N/A (because there are no web-exposed changes)


Summary

This limited experiment measures how much "pervasive payloads" contribute to the performance impact of the split HTTP cache in each Chrome channel over a three-week period. Pervasive payloads are those third-party payloads included on at least 500 sites and fetched at least 10M times in a month, based on Chrome's analysis (payload list included below). This experiment further measures the impact on Core Web Vitals metrics of restoring pervasive payloads (and only pervasive payloads) to a single-keyed cache regime. The privacy benefits of the split HTTP cache are preserved.


Blink component

Blink>Network


Motivation

Browsers split HTTP caches based on the top-frame visited origin (“double-keyed” or "triple-keyed" caching) to prevent sites from tracking users via a timing attack on a cross-site client cache.


Chrome’s analysis estimates that split caching results in a 3% increase in cache misses, i.e. fetches for which a payload exists in the cache of the user's device, but is unavailable to the page because it was fetched by the user while loading a page from a different origin. This results in approximately 4% more total bytes being fetched over the network.


Our analysis further revealed that many of the redundant fetches caused by split caching were for common payloads associated with displaying user content (libraries, fonts, widgets, ads) or common payloads that assist in operating online businesses (analytics). The delayed arrival of these common payloads resulted in visible "jank" for users, impacting performance metrics like LCP, FCP and CLS. This jank has been associated with negative effects to online business' engagement and conversion rates. Furthermore, delayed loads of analytics and ads payloads can result in missed ads impressions and dropped analytics hits.


Initial public proposal

This experiment sends a list to Chrome of 100 <URL, hash> pairs whose payloads are considered pervasive (the "pervasive payloads list").

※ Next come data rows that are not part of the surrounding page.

Issue #1496, opened 2023-10-10
Auto Grid: enable configuring columns by referencing models


platosha:
Currently the only way to refer to columns in Auto Grid API is using string names.

Expected: the Auto Grid API should support referencing model instances as a primary way of customizing columns (visibility, order, rendering options, etc).

PR #1512, opened 2023-10-11
feat(react-grid): disallow unknown column names

### LINKED ISSUE #1495: Auto Grid: type checking for string property references
Some properties of Auto Grid require referencing model properties by string, namely `visibleColumns`, and `columnOptions`.

Currently the TypeScript definitions for those are just `string`, no static type checking is done on the string name.

Expected: TypeScript error for unknown property names that are not keys in the given model.

platosha:
Fixes #1495

### DIFF
--- a/packages/ts/react-crud/src/autogrid.tsx
+++ b/packages/ts/react-crud/src/autogrid.tsx
@@ -12,7 +12,7 @@ import { GridColumn } from '@hilla/react-components/GridColumn.js';
 import { GridColumnGroup } from '@hilla/react-components/GridColumnGroup.js';
 import { useEffect, useRef, useState, type JSX } from 'react';
 import { ColumnContext, type SortState } from './autogrid-column-context.js';
-import { getColumnOptions, type ColumnOptions } from './autogrid-columns.js';
+import { getColumnProps, type ColumnProps } from './autogrid-columns.js';
 import { AutoGridRowNumberRenderer } from './autogrid-renderers.js';
 import type { ListService } from './crud';
 import { HeaderSorter } from './header-sorter';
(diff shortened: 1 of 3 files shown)


packages/ts/react-crud/src/autogrid.tsx
```diff
@@ -23,16 +23,84 @@ import type PropertyStringFilter from './types/dev/hilla/crud/filter/PropertyStr
 import type Sort from './types/dev/hilla/mappedtypes/Sort';
 import Direction from './types/org/springframework/data/domain/Sort/Direction';
 
+type AllPropertyNames<TItem> = string & keyof TItem;
```
sissbruecker, line 26: The new types slow down type-checking a lot (testing in IntelliJ). It's several times slower than without, regardless what you touch. 

Also affects auto-complete suggestions. The new types allow providing suggestions for which columns you can use, but it takes several seconds to calculate them. If you just force IntelliJ to auto-complete without waiting for several seconds after typing, it just shows some random stuff.


https://github.com/vaadin/hilla/assets/357820/6553d845-e7c9-4d5d-b309-90449e28d082

platosha: I have limited inheritance to 3 levels deep, did it help?

sissbruecker: Performance is a lot better now, the auto-complete as well. Now it starts suggesting sensible options right after typing the first letter of a name.

packages/ts/react-crud/src/autogrid.tsx
```diff
@@ -23,16 +23,63 @@ import type PropertyStringFilter from './types/dev/hilla/crud/filter/PropertyStr
...
+
+type UnsupportedColumnDataTypes = unknown[];
```
sissbruecker, line 28: The property filtering doesn't quite match what is implemented in code. It suggests nested properties from `@ManyToOne` relations which are not included by this logic here: 
https://github.com/vaadin/hilla/blob/ecc473cfabc068803a9cada7b75760c4365c6b3d/packages/ts/react-crud/src/property-info.ts#L66-L91

The same would apply for any other object model not annotated with `@OneToOne`.

If we want to make this work, we would have to:
- Include nested properties from all object models
- But do not show them by default

sissbruecker: I was using `GridWithEntityReferences.tsx` for testing.

platosha:
As noted above, this idea is not compatible with the way nested objects work right now.  Let me close this and focus on solving #1496 instead.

During the three-week experiment period, if Chrome fetches a payload that matches both the URL and its hash on the pervasive payloads list, it is inserted into a local single-keyed cache. This payload is then available for use by Chrome when loading pages on other sites that include the matching URL. All other fetches for URLs not on the pervasive payloads list are cached according to the existing split HTTP cache.


The hash covers the payload body and most response headers, except for those which change on every response.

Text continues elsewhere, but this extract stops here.